### THE DATA
PR #3278, opened 2019-10-30
docs: fix typos

sameshl:
`can deployed` -> `can be deployed`
Remove tautology: `exact same` -> `same`

- [x] Docs


marionschleifer:
@sameshl could you please send an email to marion@hasura.io, so that we can arrange the shipping of your swag? 🙂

### ABOUT THIS TASK
Copy every record exactly, leaving each line intact.

### PROBLEM SOLUTION
PR #3278, opened 2019-10-30
docs: fix typos

sameshl:
`can deployed` -> `can be deployed`
Remove tautology: `exact same` -> `same`

- [x] Docs


marionschleifer:
@sameshl could you please send an email to marion@hasura.io, so that we can arrange the shipping of your swag? 🙂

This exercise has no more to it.